PR #487, opened 2018-04-28
macOS: fix subtle regression introduced in 0474dc986

sodiumjoe:


francesca64:
Thanks! Could you add a CHANGELOG entry?

sodiumjoe:
@francesca64 done! I always forget to do that 🤦‍♂️

CHANGELOG.md
```diff
@@ -1,5 +1,6 @@
 # Unreleased
 
+- Fix regression of Window platform extensions for macOS.
```
francesca64: I was hoping for something a bit more specific. My impression from testing this is that it fixes `with_fullsize_content_view` (...and be sure to let me know if I'm wrong on that).

sodiumjoe: that's correct, I'll add more detail

francesca64:
Looks good! I'll merge once CI passes.

francesca64:
Looks like AppVeyor is stalled, which is coincidentally the only one I can't restart builds on. Since I doubt your changelog edit broke Windows builds, I'll go ahead and merge.

francesca64:
Well, we did just have a release a day ago. Besides that, note that I don't have write access on glutin, so getting winit releases downstream involves locking the tomaka mutex.

I think now that winit's level of activity is higher, it could be good to have an issue for tracking releases? I'm not really sure. I just know that I have various things in mind I'm aiming for with winit 0.14, and that I don't really know what other people want.

sodiumjoe:
Yeah, I figured it would be best to get as much into the glutin release as possible, since that appears to be the bottleneck.

I'm not sure what an issue for tracking releases would entail, exactly.

If there's other stuff you want to get in before doing another release, it makes sense to wait.

I'll defer to your judgement.

francesca64:
I'm not really sure what it would entail either.

While it's appealing to try to squeeze as much into the glutin bump as possible, I also don't want to have too much change at once, or bisecting regressions could be harder. Granted, there's not much risk of that with the current additions, but I'm 2/3 of the way into changing `Moved` from using client area positions to window positions, and the fix for X11 involves some refactoring and added caching logic.

Besides the things I'm presently working on, I do aspire to get the DPI PRs for [Wayland](https://github.com/tomaka/winit/pull/341) and [Windows](https://github.com/tomaka/winit/pull/332) merged for 0.14, though I keep getting sidetracked. Be sure to let me know if my "make releases impressive" mentality results in releases being too infrequent, since I'll always end up finding another thing I want to add.

sodiumjoe:
The bisecting point is a good one, but also seems pretty easily solved by pointing a dependency at a local version and bisecting on the dependency's commits, versus bisecting across release versions (this is what I tend to do from alacritty for example, in fact I do this frequently transitively through glutin to winit).

It does seem like a bit of a treadmill of work with, and any release point will be pretty arbitrary. Personally I think it makes sense for a project at this stage to err on the side of too frequent releases, rather than too infrequent. The glutin bottleneck does present a problem for this.

The only specific concern I have is releasing glutin with the regression to the macos window platform attributes, it would be nice for the next glutin release to include this fix. But that's mostly impatience on my part.

edwin0cheng:
Just for your information : 

I did that change in 0474dc986, and the reason to change the order of `!pl_attrs.titlebar_transparent` is:
1. The default implemenation of `pl_attrs.titlebar_transparent` is false, so that if even a normal user (which will not use `pl_attrs.titlebar_transparent` flag) would affect by that, which mean the `attrs.decorations` flag  may not be working.
2. As i don't want to change the original code too much, I do not change the if then structure. It should be changed the implementation to add the flag one by one, instead of mutual exclusive if then structure.

sodiumjoe:
@edwin0cheng that's a good point. The reason it was that way when I added those flags is I also didn't want to change the structure too much, but I think you're right, we should change it to check the flags individually. I'll take a pass at that. Thanks for the note!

|---|

▸ **What to work on**
Starting with the line that contains "2. As i don't", restate every line through the end of the records above, exactly and with no other lines.

▸ **Result below**
2. As i don't want to change the original code too much, I do not change the if then structure. It should be changed the implementation to add the flag one by one, instead of mutual exclusive if then structure.

sodiumjoe:
@edwin0cheng that's a good point. The reason it was that way when I added those flags is I also didn't want to change the structure too much, but I think you're right, we should change it to check the flags individually. I'll take a pass at that. Thanks for the note!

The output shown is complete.